As testemunhas viram Bruna caída no solo do quarto e estava gelada, cheia de hematomas

A polícia foi acionada ao Pronto Socorro de Miguelópolis, na última quarta-feira, 8 de junho, por volta do meio dia, pois, Bruna do Nascimento Vendreras, de 24 anos foi levada já sem vida ao PS. Ela foi morta em um rancho no Condomínio Pontal, às margens do Rio Grande, em Miguelópolis.

O principal suspeito seria um homem com quem ela estaria tendo um caso. No Hospital foi apurado, por intermédio de testemunhas, que o indiciado D.C.P, 36 anos, e a vítima estavam no rancho desde sexta ou sábado, mas que desde segunda-feira estariam brigando, discutindo.

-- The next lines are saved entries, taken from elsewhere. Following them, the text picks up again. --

PR #676, opened 2026-07-02
Fix audio-pipeline crashes and data loss on device switches

changbenjamin:
## What changed

Fixes 19 verified bugs in the audio capture/save pipeline, centered on the two user-visible failures: **crashes when switching audio devices** (speakers ↔ AirPods ↔ Bluetooth) and **sessions losing their audio**.

### Crash fixes
- **MicCapture**: the tap was installed at the *hardware* nominal sample rate even when it differed from the engine's input-node format — AVFoundation raises an uncatchable NSException for that mismatch, which is exactly what happens on AirPods/Bluetooth switches. The tap now always uses the node's own rate; mistagged rates are corrected downstream (transcriber cadence detection + stem rebuilder). This bug is inherited from upstream OpenOats.
- **TimingAwareStemRebuilder**: conversion failures used to fall back to writing a format-mismatched buffer into the output `AVAudioFile` (second NSException path, hit during finalization of device-switch sessions). Unconvertible chunks are now skipped, preserving the timeline.
- **diagLog / SessionStore**: legacy `FileHandle.seekToEndOfFile()/write(_:)` raise NSExceptions on write failure (disk full) and were called from audio render callbacks. Rewritten with throwing APIs on a serial queue.
- **SystemAudioCapture**: start/stop are serialized under a control lock with take-and-clear state (concurrent stop + device-switch restart could double-destroy CoreAudio objects); the sample-rate resolver is now confined to the delivery queue (torn-pointer risk).

### Audio-loss fixes
- **Stem truncation (critical)**: a buffer arriving just after `finish()` lazily re-created the `.caf` via `AVAudioFile(forWriting:)`, which truncates — replacing the whole recording with one ~85 ms buffer. `PCMFileWriter` now carries an `isFinished` guard; on drain timeout the writers are force-finished so stragglers can't touch the file.
- **Stop/start re-entrancy (critical)**: starting a new session while the previous one finalized let the suspended `stop()` tear down the *new* session's capture and recorder (shared `SessionAudioRecorder` instance). Engine stops are serialized via `stopTask`, `startSession` awaits pending teardown, and both start/stop are gated in the UI.
- **AirPods profile flips (A2DP↔HFP)**: the rate resolver now keeps monitoring delivery cadence after locking its format and re-resolves on sustained divergence, so the remainder of the "Them" stem is no longer written at the wrong speed. The mixer also refuses to apply a session-average resample to a mixed-rate stem (which corrupted the correctly-rated half too) and defers to the per-chunk rebuilder.
- **Tail loss**: system capture flushed its buffered tail *after* closing the stream, dropping ~0.5 s at every stop and device switch. Flush now happens first.
- **Timing/stem desync**: timing chunks are recorded only after the corresponding write succeeds, and the mixer clamps chunk ranges to the actual file length + skips per-chunk insert failures — a single failed write used to abort the entire combined-audio export.
- **Crash recovery**: the timing JSON is checkpointed periodically during recording (interval grows with session length to bound cost), and on launch the app rebuilds combined audio for any session with stems but no mix (once per process).
- **Long sessions**: the resample path streamed in 64K-frame blocks instead of loading the entire stem into memory ~3× (multi-GB allocations during finalization of 2h+ sessions).
- **Mic failure fallback**: if the selected input device fails (unplugged, dead battery), the engine surfaces an error and falls back to the automatic device instead of silently recording no mic audio.
- **Converter quality**: `PCMFileWriter` keeps a streaming `AVAudioConverter` across buffers (`.noDataNow`) instead of resetting per buffer (audible click ~every 85 ms in rate-converted stems), with tails drained at finish; the rebuild threshold drops to 8% so 44.1/48 kHz mistags are corrected at mix time.

## Why

Users hit intermittent crashes mid-recording and sessions whose audio was missing or wrong-speed, specifically when switching between speakers, AirPods, and Bluetooth headphones. Every fix above corresponds to a bug confirmed by adversarial multi-agent review of the pipeline (19 confirmed findings across capture, storage, and mixing; 5 candidate findings were refuted and not acted on).

## Reviewer notes

- `swift build` (debug + release) passes; the release app was built and smoke-launched via `scripts/build_swift_app.sh`.
- The changes were themselves re-reviewed adversarially; the 6 issues that review surfaced (converter tail drains, drain-timeout stragglers, checkpoint O(n²) cost, launch-recovery double-run, 44.1/48 mistag gap) are fixed in this diff.
- Known residual limitation: a mic mistag within ~8% of the true rate with no device-change notification still relies on cadence inference at mix time; raw stems remain intact and repairable in all cases.
- The `restartMic` / `performSystemCaptureRestart` flow is the most concurrency-sensitive area — worth a close read of the new `isRunning`/cancellation re-checks after each `await`.


changbenjamin:
Opened against the wrong repo (intended for my fork) — apologies for the noise.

O local pertence à família do acusado.

Por volta das 11h45 desta quarta-feira, os caseiros do rancho foram acionados pelo indiciado D.C.P, que pediu socorro, alegando que havia feito besteira, pedindo ajuda a eles. As testemunhas viram Bruna caída no solo do quarto e estava gelada, cheia de hematomas. Mesmo assim, os caseiros ainda ajudaram o rapaz a colocar Bruna dentro de um veículo dos caseiros e vieram para o Hospital local, sendo que próximo a Prefeitura Municipal, o indiciado teria descido do veículo alegando que não poderia ser preso. Mas, solicitou aos caseiros que deixassem ela no Pronto Socorro. O médico teria dito ao caseiro que Bruna já estava morta e não havia mais nada a fazer. D.C.P evadiu-se tomando rumo ignorado.

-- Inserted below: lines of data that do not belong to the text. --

PR #11406, opened 2026-04-28
feat: align custom User-Agent across non-axios call sites

originalix:
## Summary
- Add `withCustomUAHeaders(url, headers)` (in `@onekeyhq/shared/src/request/customUA.ts`) and wire it into the seven call sites that bypass our axios interceptor: `useNetInfo` health probe, `DesktopApiAppUpdate` (electron-updater feed), `DesktopApiDev` (log upload + curl), `ServicePrimeTransfer.health`, `ServiceSwap` quote SSE, RN `exportLogs.uploadLogBundle` (main + fallback), and CLI `swap-quote` SSE.
- Patch chromium `app.userAgentFallback` synchronously at desktop main-process load so the product token reflects `APP_VERSION` (not the Electron binary version) in dev.
- Single-source the renderer-side app version: `development/scripts/sync-version.js` regenerates `packages/shared/src/runtime/version.ts` from `.env.version` at postinstall, and `platformEnv.version` now reads from that constant.

## Intent & Context
Cloudflare started rejecting requests with the bare runtime UA (`node`, Electron product/binary mismatch in dev, RN raw fetch). Axios already injects a OneKey UA via the request interceptor, but the call sites listed above bypass axios — they use `fetch`, `EventSource`, `electron-updater` requestHeaders, or RN `FileSystem.createUploadTask`. This PR makes those code paths inject the same product token (`OneKeyWallet/<version>`) as axios, so they survive CF's UA filtering.

The dev-only Electron product-token mismatch is fixed at module load (before `ready` fires) so the very first webContents already sees the patched fallback.

## Design Decisions
- **`shared` does not depend on `kit-bg`.** The whitelist (`checkIsOneKeyDomain`) and dev-toggle reads (`getDevSettingsPersistAtom`) are pulled through `requestHelper`'s existing DI surface — same pattern as the existing axios interceptor. Avoids a new circular import.
- **Runtime detection vs. UA payload.** The runtime (`desktop-electron`/`cli-node`/`ios-native`/`android-native`) is conveyed via `X-Onekey-Request-Platform`, not the UA itself. The UA stays a clean `OneKeyWallet/<version>` product token.
- **Web/Extension explicitly return `null`.** The browser-supplied UA already passes CF; injecting our own would just shadow the platform UA without benefit.
- **Refuse to inject when DI is unwired (App).** If `requestHelper.checkIsOneKeyDomain` throws, App returns `false` (no UA). Only CLI falls back to the narrow regex `/\.onekey(cn|test)\.com$/i`, because CLI cannot wire the full kit-bg DI and only talks to those two TLDs.
- **Caller wins.** If a call site already set `User-Agent` (case-insensitive), we keep theirs and emit `defaultLogger.app.customUA.callerConflict` with a sanitized URL (path only, no query) for observability.
- **`disableCustomUA` dev toggle.** Surfaced under DevSettings to reproduce CF UA-block behavior locally without un-installing OneKey UA from the build.

## Changes Detail
- `packages/shared/src/request/customUA.ts` — core module: `buildCustomUA`, `shouldInjectUAForUrl`, `withCustomUAHeaders`, `setCustomUARuntime`. 22 unit tests in `customUA.test.ts` covering platform branches, DI failures, App-vs-CLI fallback policy, and case-insensitive caller-UA detection.
- `apps/desktop/app/app.ts` — sync regex patch on `app.userAgentFallback` to align dev chromium UA with `APP_VERSION`.
- `apps/cli/src/runtime/customUA.ts` + `cli.ts` — side-effect import that calls `setCustomUARuntime('cli-node')` before any swap command runs.
- `packages/shared/src/runtime/version.ts` (auto-generated) + `development/scripts/sync-version.js` — postinstall step writes `APP_VERSION` from `.env.version`.
- `packages/shared/src/logger/scopes/app/scenes/customUA.ts` — `callerConflict` warn-level scene for observability of UA collisions.
- Seven call-site shims (each just wraps existing headers via `withCustomUAHeaders`).

## Known Limitations (follow-up, not blocking)
1. **Dev whitelist leakage** — `checkIsOneKeyDomain` (in `kit-bg/src/endpoints/index.ts`) builds its whitelist from `getEndpointsWithCustomConfig()` when `platformEnv.isDev && devSettings.enabled`. This means dev-only `customApiEndpoints` (e.g. `localhost`, `myproxy.example.com`) will also receive `OneKeyWallet/<version>`. Production builds are unaffected. Plan: tighten with an official-domain regex pre-check in `shouldInjectUAForUrl` in a follow-up PR.
2. **`disableCustomUA` toggle scope** — the toggle only affects `buildCustomUA()` (header injection paths). The chromium webview's UA was patched at module load and is not reverted by the toggle; it requires a restart to come back to the raw Electron UA. Toggle subtitle should be reworded to make this explicit. Will land with the dev-whitelist fix.
3. **`apps/desktop/app/preload.ts:266`** still reads `process.env.VERSION` for `desktopApi.appVersion`. The webpack DefinePlugin keeps it consistent with `APP_VERSION` in production, but the "single source" claim isn't fully true until preload is migrated as well. Tracking separately.

## Risk Assessment
- **Risk Level**: Medium
- **Affected Platforms**: Desktop / Mobile (iOS+Android) / CLI. Web and Extension explicitly opt out (`buildCustomUA` returns `null`).
- **Risk Areas**:
  - Desktop chromium UA regex patch in `app.ts` runs synchronously at module load with a `try/catch` — if the Electron-shipped fallback UA ever changes shape, the regex silently no-ops (warn-only). Verified on current Electron version locally.
  - `withCustomUAHeaders` is invoked on every request to the seven covered call sites. The whitelist check goes through an existing cached jotai atom read; no new network/disk hits.
  - `runtime/version.ts` is checked into git. If a developer changes `.env.version` and skips `yarn install`, the file is stale until the next install. No CI guard yet.

## Test plan
- [ ] `yarn workspace @onekeyhq/shared test customUA.test.ts` — 22/22 pass (verified locally).
- [ ] Desktop dev: start `yarn app:desktop`, open DevTools, confirm webContents UA shows `OneKeyWallet/6.3.0` (not `OneKeyWallet/<electronVer>`).
- [ ] Desktop prod build: `yarn app:desktop:build`, install, run, confirm electron-updater feed request carries `User-Agent: OneKeyWallet/6.3.0`.
- [ ] iOS / Android: trigger Settings → Export Logs → Upload, capture both `mainPath` (Expo `createUploadTask`) and `fallback` (`fetch`+FormData) requests, confirm `User-Agent` injected.
- [ ] CLI: `yarn workspace @onekeyfe/cli build && node apps/cli/dist/cli.js swap-quote ...`, capture SSE request headers, confirm `User-Agent: OneKeyWallet/<version>`.
- [ ] DevSettings → toggle `disableCustomUA` ON → trigger any of the above, confirm header-injection paths drop the UA. (Note: chromium webview UA is unaffected — see Known Limitations.)
- [ ] Sanity: hit a non-whitelisted host (e.g. `https://example.com`) from any call site, confirm UA is NOT injected.

---

<a href="https://app.devin.ai/review/onekeyhq/app-monorepo/pull/11406" target="_blank">
  <picture>
    Open in Devin Review
  </picture>
</a>


revan-zhang:

|---|---|---|---|---|---|---|
| :white_check_mark: | Open Source Security| 0 | 0 | 0 | 0 | [ 0 issues](https://app.snyk.io/org/rayston92/pr-checks/f013d480-9c0c-4880-8cf5-80976b68e878?refs=20f75206791f24b78e1248764cab39db1d128e23&source=prChecksComment) |
| :white_check_mark: | Licenses| 0 | 0 | 0 | 0 | [ 0 issues](https://app.snyk.io/org/rayston92/pr-checks/f013d480-9c0c-4880-8cf5-80976b68e878/license?refs=20f75206791f24b78e1248764cab39db1d128e23&source=prChecksComment) |

apps/desktop/app/app.ts
```diff
@@ -1794,6 +1795,22 @@
...
 /* oxlint-enable typescript/no-unsafe-call */
 
+// In dev, app.getVersion() falls back to the electron binary version because
+// no packaged app/package.json is on disk, leaving chromium UA's product token
+// as `OneKeyWallet/<electronVer>`. Patch only that token so dev/prod agree.
+// Run synchronously at module load (before `ready` fires) so the very first
+// webContents created in the ready handler already sees the patched UA —
+// `app.userAgentFallback` is readable/writable before `ready`.
+try {
+  const electronVer = process.versions.electron.replace(/\./g, '\\.');
```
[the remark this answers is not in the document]
originalix: Fixed in 9a41ea72a9. Replaced the partial regex escape (`/\./g`) with a full meta-character escape (`/[.*+?^${}()|[\]\\]/g`) so backslashes (and any other regex metachar) in `process.versions.electron` are escaped before being interpolated into the RegExp source. In practice the value is always semver digits, but the strict version is a one-liner and clears the alert.

packages/kit-bg/src/services/ServicePrimeTransfer/ServicePrimeTransfer.ts
```diff
@@ -159,8 +161,13 @@ class ServicePrimeTransfer extends ServiceBase {
           const controller = new AbortController();
           const timeoutId = setTimeout(() => controller.abort(), 10_000); // 5 second timeout
 
-          const response = await fetch(`${url}/health`, {
+          const healthUrl = `${url}/health`;
+          const baseHeaders = await getRequestHeaders();
```
originalix: 当用户保存自定义 Prime Transfer server 时，这里会对用户输入的 `endpoint` 请求 `/health`，并且无协议输入还会同时探测 `http://...`。

现在代码在域名确认前无条件调用 `getRequestHeaders()`；即使 `withCustomUAHeaders()` 因非 OneKey 域名不注入 `User-Agent`，这些 `X-Onekey-*` headers 仍会随请求发给自定义服务器。

这会把 `instanceId`、设备/平台、locale、版本等稳定客户端信息暴露给任意自定义 endpoint，HTTP fallback 还会明文发送。修复方向：非 OneKey 自定义 server 的健康检查传空 headers；只有先确认目标属于 OneKey 官方白名单后，再构造并发送 app headers/UA。

packages/shared/src/request/customUA.ts
```diff
@@ -0,0 +1,114 @@
...
+  if (!url || typeof url !== 'string') return false;
+  const parsed = uriUtils.safeParseURL(url);
+  if (!parsed) return false;
+  try {
+    return await requestHelper.checkIsOneKeyDomain(url);
+  } catch {
+    // CLI has no wired DI — fall back to a narrow regex (CLI only talks to
+    // *.onekeycn.com / *.onekeytest.com). For App, refuse rather than
+    // mis-inject under an uncertain whitelist.
+    if (detectRuntime() !== 'cli-node') return false;
```
originalix: 当 `DesktopApiAppUpdate` / `DesktopApiDev` 在 Electron main process 调用 `withCustomUAHeaders()` 时，`requestHelper` 在这个进程里没有被 `updateInterceptorRequestHelper()` 初始化，`checkIsOneKeyDomain()` 会走默认实现抛错。

这里的 catch 对非 `cli-node` runtime 直接返回 `false`，所以 main process 的 update feed 和日志上传永远不会拿到新 `User-Agent`，虽然调用点看起来已经接入了 custom UA。

修复方向：为 `desktop-electron` 的 main process 提供明确的 OneKey endpoint 判定来源，例如初始化 `requestHelper`，或在这个分支只对 Electron main 使用与 endpoint map 一致的官方域名 fallback。

apps/desktop/app/app.ts
```diff
@@ -1794,6 +1794,34 @@ function startWebviewMemoryMonitoring() {
...
+  // well-formed in practice, but CodeQL flags partial escapes and the
+  // strict version is a one-liner.
+  const electronVer = process.versions.electron.replace(
+    /[.*+?^${}()|[\]\\]/g,
+    '\\$&',
+  );
+  // process.env.VERSION is substituted at build time by webpack DefinePlugin
+  // (apps/desktop/scripts/build.js) — the same path every other call site
+  // uses. Falls back to '1' to match buildCustomUA()'s fallback in
+  // packages/shared/src/request/customUA.ts.
```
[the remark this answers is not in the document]
originalix: Fixed in 25e0fabfad. You are right — `app.name = 'OneKey Wallet'` (with the space) at line 137, so Chromium’s product token is `OneKey Wallet/<electronVer>` and the previous regex never matched. Updated the regex to `OneKey ?Wallet/${electronVer}\b` to match both spaced and no-space forms, and normalized the replacement to the canonical no-space `OneKeyWallet/<APP_VERSION>` so the chromium fallback agrees with `buildCustomUA()`.

packages/kit-bg/src/services/ServicePrimeTransfer/ServicePrimeTransfer.ts
originalix: Fixed in e7cd27addd. `verifyWebSocketEndpoint` 现在先 `await checkIsOneKeyDomain(healthUrl)`：只有官方域名（`*.onekeycn.com` / `*.onekeytest.com`）才会附带 `getRequestHeaders()` + `withCustomUAHeaders()`，自定义 server 走空 headers。https fallback 对未知域名也不再发 `X-Onekey-*`，明文 http 探测就更不会泄漏了。

packages/shared/src/request/customUA.ts
originalix: Fixed in 86d27fd17b. 你说的对——`updateInterceptorRequestHelper()` 只在 renderer init，所以 main process 里 `requestHelper.checkIsOneKeyDomain()` 抛错，旧的 catch 对 `desktop-electron` runtime 直接返回 `false`，导致 `DesktopApiAppUpdate` / `DesktopApiDev` 即使调了 `withCustomUAHeaders()` 也拿不到 UA。

现在把已有的 cli-node fallback 扩展到 `desktop-electron`：main process 抛错时走窄正则 `\.onekey(cn|test)\.com$`，正好覆盖 `utility.onekeycn.com` 等真实 endpoint。renderer 仍走 DI 结果（不会落到 catch），native / web / extension 维持原“拒绝 fallback、避免 mis-inject”行为。新加了两个 unit test 覆盖 main fallback 命中 / 拒绝非官方域名。

revan-zhang (approved):

ezailWang (approved):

O local dos fatos foi prejudicado para realização de Perícia, uma vez que não havia mais vestígios de nada. Segundo testemunhas, o indivíduo teria ido ao rancho novamente e limpado os possíveis vestígios. Foi requisitado exame necroscópico da vítima e seu corpo foi encaminhado ao IML de Ituverava.

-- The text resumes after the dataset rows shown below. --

PR #11433, opened 2026-04-30
fix: send flow account whitelist, hex alert, and narrow-screen font (OK-53899, OK-53898, OK-53519)

weatherstar:
## Summary
- Refresh account address lookup cache after creating new accounts so cross-account transfers no longer flag the recipient as non-whitelisted (OK-53899)
- Restrict the custom hex-data alert to contract recipients only, matching the original spec confirmed with PM (OK-53898)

Foi apurado que o suspeito tem passagem pela polícia e que Bruna residiria na cidade de Ribeirão Preto. O delegado responsável pelo caso, Paulo de Castro Cervantes já pediu a prisão do acusado. Os caseiros estavam em estado de choque devido a brutalidade dos fatos: Bruna tinha marcas de tortura por todo o corpo. Por volta das 3 horas da manhã do dia 8, Bruna havia gritado, mas ninguém imaginava o que poderia ocorrer entre eles. As causas da morte só serão esclarecidas após o trabalho Instituto Médico Legal. (Fábio Reis)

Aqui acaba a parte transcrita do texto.